We are friends, all of us, a small, highly efficient cluster of overworked, overtired women who will do anything for their children. Where we live isn’t cheap, but it’s one of those magical villages with a wonderful combination of diversity, great schools, and proximity to downtown, where we all work. Two incomes are all but required to afford Birchboro Hills, and the working-mom hustle combined with the team-crazy kids gives us a lot to bond over, normally. But tonight there’s a bit less camaraderie. A bit more tension. We are only hoping that it will not be us with the crying child in the back seat on the way home.
It will have to be someone in this group. There are more of our daughters than spaces on the team. Just as there are more tasks to do than minutes in the day, more chores than helpers, more cars than roads, more bills than dollars to pay them. Our lives, as mothers, are made up of these small scarcities—eleven spots for starters but seventeen players good enough to start.
Silence falls, and we watch the girls start to bat. Things start out predictably. Davi is a slugger. Sofia hits like a pitcher. Isla and Jordyn are solid. Bridge settles into a rhythm, hitting one, two, three tight right hoppers.
“No coach could say no to that,” says Davi’s mom, a lawyer downtown.
“You’re golden,” says Jordyn’s professor mom.
“Who’s that?” asks Daria, Sofia’s mom, looking at the next batter, who seems able to get her stick on anything in the strike zone. “Is that Zoey Mason?”
I nod.
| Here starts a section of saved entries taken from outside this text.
PR #2711, opened 2025-10-18
Angular update 20

steinwinde:
This is a first attempt to bring the dev branch from Angular 19 to 20. All official chores to accomplish this have been done and "ng serve" starts without error (but with lots of warnings).

FIXES: WEB-350


alberto-art3ch (changes requested):
Too many Commits in the PR and huge amount of changes in the HTML, high risk to break the UI

steinwinde:
Rather than fixing this PR, I'm providing a new one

We fall silent for a moment, all eyes sliding over to Celeste, who is barely watching—she seems to be taking photos of her kombucha jars.
“Damn,” says Daria.
“Where did she come from?” asks Davi’s mom.
“Apparently the minors?” I say.
Isla’s and Jordyn’s mothers say nothing.
The coach keeps pitching to her. He pitches until he runs out of balls. Not one is coming back to him via the catcher. They are scattered all over the field. Left, right, center. Finally he claps his hands together. “Well, ladies, looks like we have a new secret weapon. Gloves on!”
The girls stand there, dumbfounded. Even Zoey. It’s clear she isn’t quite sure what just happened.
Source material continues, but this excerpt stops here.